2. The observers are always put with the individuals who are seeing patients and therefore do not observe a reflective amount of indirect activity.

The level of nurses actually working at any time was low due to a high absence and holiday %, which placed greater stresses on those working and promoted further absence. This also highlighted poor resource planning.

Community Clinic Centres:

Community Clinic utilisation during the study (observations) was 44%. There was no historical data available to analyse Clinic utilisation over a longer period. On the clinic session timetables the rooms appeared to be utilised a large % of the time but in reality many of the sessions were only used once a month or each speciality only used a portion of the sessions booked each week and then often for only a small number of patients.

Objectives

Community Nurse Groups Provide Community Nursing capacity planning tools

  • Develop a Nurse
  • Management Information system Increase
  • Utilisation of Nursing
  • Resources
  • Identify and resolve ongoing operational problems

Community Clinic Centres

  • Provide CLINIC capacity planning tools and rooms/estate allocation model
  • Develop a Clinic Management Information system
  • Increase Utilisation of Estate Resources
  • Identify and resolve ongoing operational problems
Results

Community Nurse Groups

In consultation with the community nurse groups, the planned activity was agreed with varying increases as shown below:

  • District Nurses: 75% Direct including Travel
  • Evening Service: 75% Direct including Travel
  • Night Service: No change as service is either continued or not
  • Health Visitors: 65% Direct including Travel
  • Continence: 75% Direct including Travel
  • Palliative Care: 75% Direct including Travel

This was achieved by designing a capacity planning tool which built up from individual to team to speciality. At each level the activity was agreed as achievable by the nurses/managers involved. The net effect of this increase in potential activity was to release a number of nurses to do additional activities and so reduce the reference costs.

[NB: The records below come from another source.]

PR #27, opened 2020-09-03
fix syntax typo

ryanahamilton:
image


paolaperaza (approved):
Good call, thanks @ryanahamilton ! FWIW I do think `$ astro help` without the `--` still works but your corrections are correct per CLI output so let's roll with it 🤷‍♀️

ryanahamilton:
You're right! I wasn't paying enough attention beyond the "Error". Yeah, I suppose it would be better to align w/ the CLI output—that's what drew my attention in the first place.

A management information system was also introduced which now provides accurate timely information on all operational indicators for the management team weekly meeting. Weekly activity has now increased to an annual potential of 161% of 2004-5 activity.

Community Clinic Centres

In consultation with the Senior Administrators, the process of planning and measuring the clinical activity was agreed and installed. This was achieved by designing a capacity planning tool which built up from individual clinic details to area summaries. Three measurements were produced.

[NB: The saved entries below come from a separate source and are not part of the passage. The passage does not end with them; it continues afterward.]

PR #30, opened 2020-09-04
Enterprise patch upgrade instructions

paolaperaza:
This PR addresses this GH Issue: https://github.com/astronomer/issues/issues/1633

I updated our existing "Upgrade Astronomer" doc ([lives here](https://www.astronomer.io/docs/enterprise/v0.16/manage-astronomer/upgrade-astronomer/)) with:

- An overview of our upgrade policy
- Explanation of platform versioning
- Instructions for patch upgrades, adopted from: https://github.com/astronomer/astronomer/tree/master/bin/migration-scripts#patch-version-updates

The README in the repo I linked above has a lot more info in terms of checking to make sure pod are up, instructions for minor upgrades etc. I wasn't sure what all to include but decided to start narrow to make sure we're clear/accurate and then add info as needed.

@sjmiller609 Since I believe you wrote up those instructions, can you give this a look and make sure it's accurate? A few specific questions:

- Is there a step we can add for customers to "confirm" the patch upgrade was successful?
- Is the script you provided supposed to be prescriptive or do users need to modify it further somehow?
- Any suggestions on language around Airflow chart changes? Will patch releases by definition not include changes to the airflow chart?
- Is this still accurate given eventual consistency?
> The patch upgrade process will NOT affect running tasks if `upgradeDeployments.enabled=false`

### DIFF
--- a/enterprise/next/06_manage-astronomer/05_upgrade-astronomer.md
+++ b/enterprise/next/06_manage-astronomer/05_upgrade-astronomer.md
@@ -87,6 +87,7 @@ helm3 repo update
 # restart.
 helm3 upgrade --namespace $NAMESPACE \
             -f ./config.yaml \
+            --reset-values \
             --version $ASTRO_VERSION \
             --set astronomer.houston.upgradeDeployments.enabled=false \
             $RELEASE_NAME \
--- a/enterprise/next/06_manage-astronomer/05_upgrade-astronomer.md
+++ b/enterprise/next/06_manage-astronomer/05_upgrade-astronomer.md
@@ -36,9 +36,10 @@ A few notes before you get started:
 
 Read below for specific guidelines.
 
-> **Note:** Astronomer v0.16.5 and beyond includes "Eventual Consistency" functionality that allows for Airflow Deployments to remain unaffected through a platform upgrade that includes changes to [the Airflow Chart](https://github.com/astronomer/airflow-chart).
+> **Note:** Astronomer v0.16.5 and beyond includes an improved upgrade process that allows Airflow Deployments to remain unaffected through a platform upgrade that includes changes to [the Airflow Chart](https://github.com/astronomer/airflow-chart).
 >
 > Now, Airflow Chart changes only take effect when another restart event is triggered by a user (e.g. a code push, Environment Variable change, resource or executor adjustment, etc).
+
 ### Ensure you have a copy of your Astronomer `config.yaml`
 
 First, ensure you have a copy of the `config.yaml` file of your platform namespace if you don't already.
--- a/enterprise/next/06_manage-astronomer/05_upgrade-astronomer.md
+++ b/enterprise/next/06_manage-astronomer/05_upgrade-astronomer.md
@@ -6,7 +6,7 @@ description: "How to upgrade the Astronomer Enterprise Platform."
 
 ## Overview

1. Planned annual utilisation of clinics. This took the details of all clinics and averaged it to take into account of clinic frequencies i.e. weekly, fortnightly, monthly to give an overall percentage if clinics were ran as planned.

2. Planned weekly utilisation of the clinics for 4 weeks in advance. This is to take into account all the planned clinics that were not run or cancelled. It would also be used to switch sessions on or off as direct booking comes on line.

3. Patient numbers attending each clinic and therefore the actual utilisation using standard appointment times.

The results of this were:

North Locality

Annual Plan Average: 47.6% Weekly Plan Average: 49.4% Actual Utilisation: 16.8%

South Locality

Annual Plan Average: 49.6% Weekly Plan Average: 53.5% Actual Utilisation: 23.4%

This management information system now provides accurate timely information on all operational indicators for the management team weekly meeting and has allowed strategic decisions to take place to reduce the estate required to service the population needs.